|
计算机科学技术学报 ›› 2023,Vol. 38 ›› Issue (1): 80-86.doi: 10.1007/s11390-022-2950-7
所属专题: 综述; Computer Architecture and Systems
Kirk W. Cameron, Fellow, IEEE, Distinguished Member, ACM
Amdahl定律(阿姆达尔定律)意味着并行性是有限的,其潜在的加速比也是如此。Amdahl的贡献具有开创性,同时也非常重要,它让其他从事并行处理的学者更清晰地说明为什么大规模系统对我们的未来至关重要,以及它们如何从根本上提供了超越Amdahl预测的加速比的机会。
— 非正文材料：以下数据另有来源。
PR #1320, opened 2025-02-13
feat: Backend support and tests for refresh runs from previous at version

stalgiag:
This pull request adds backend support and testing for the refresh feature.

To keep this in a semi-reviewable state, I am going to open additional PRs targeting this one. This should be reviewed first but I will target this branch with subsequent related work.

### Remaining related tasks (follow-up)
- [ ] UI for initiating refresh runs
- [ ] Historical test assertion verdict copying currently assumes that the comparisons are made with a finalized run in the **same** test plan report. With this feature, this is no longer the case. (#1325 )
- [ ] GQL resolver for getting or counting refreshable reports

### Notes
- In order to untangle circular dependencies, I broke up `AtService` into `AtService` and `AtVersionService`. Apologies for the noise in the PR
- I opted to extend the testing db dump to provide the necessary data for testing

Can be reviewed but **should not be merged** since I want to aggregate additional changes here.


server/models/services/AtVersionService.js
howard-e, line 1: A welcome change!

server/models/services/AtVersionService.js
```diff
@@ -0,0 +1,460 @@
...
+  getAtVersionById,
+  getAtVersionByQuery,
+  createAtVersion,
+  updateAtVersionById,
+  updateAtVersionByQuery,
+  removeAtVersionByQuery,
+  removeAtVersionById,
+  findOrCreateAtVersion,
+  getUniqueAtVersionsForReport,
+  getRefreshableTestPlanReports: getRefreshableTestPlanReportsForVersion
```
howard-e, line 459: nit: Is there a reason for not exporting with the function name. Or should the function name be renamed to `getRefreshableTestPlanReports`?

Just wondering if it's because of the sole import location and that context why the rename happened here. If so, I personally would rather the rename happen where the function is being imported because this just causes a tiny bit of initial confusion when looking at these exports.

server/models/services/CollectionJobService.js
```diff
@@ -585,13 +592,6 @@ const scheduleCollectionJob = async (
     transaction
   });
 
-  const atVersion = await getAtVersionWithRequirements(
```
howard-e, line 588: Given this removal, doesn't the scheduleCollectionJobResolver#L17 now need to also pass `atVersion`? Assigning a bot now immediately fails or is that intended as part of the follow-up?

server/scripts/populate-test-data/pg_dump_test_data.sql
```diff
@@ -27,11 +27,28 @@ BEGIN
 END;
 $$;
 
+CREATE OR REPLACE FUNCTION get_at_version_id(atId integer, p_name text) RETURNS integer
```
howard-e, line 30: Neat!

server/models/services/CollectionJobService.js
stalgiag: I didn't finish addressing the changes on the frontend and that is part of why I didn't want to merge this work until more had aggregated here. So, yes, it is meant to be a follow-up but the work shouldn't be merged without it

But, the point you have here raises a really good question that makes me wonder why the `scheduleCollectionJob` gql mutation in the integration test is still working. Will look into it

server/models/services/AtVersionService.js
stalgiag: Ah good callout! No this is just due to me renaming the function using my IDE's "auto-rename" feature and the feature making a choice to keep the name the same in the export. Can fix

server/models/services/CollectionJobService.js
stalgiag: This was still working because of the way that the test version of a collection job is initialized. Luckily no eerie mysteries this time.

I took the resolver to a slightly more logical stopping point for the frontend work with [5c01031](https://github.com/w3c/aria-at-app/pull/1320/commits/5c01031a3701f238cbbe6c3155f86c227577b926)

stalgiag:
superceded by #1348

在二十一世纪初,与Amdahl极为相似地,我们预测了由于功率的限制而导致的大规模系统的严峻后果。尽管我们早期的研究经常被忽视,部分学者仍清楚地意识到:功率终将限制性能。在本文的回顾中,我们讨论了大规模功率-性能测量和建模是如何在长达10多年里推动了服务器和超级计算机的设计。这些技术带来的影响在当前是毫无争议的,我们讨论了它们之间的联系、局限性,以及业界继续获得性能提升所必需的其它研究方向。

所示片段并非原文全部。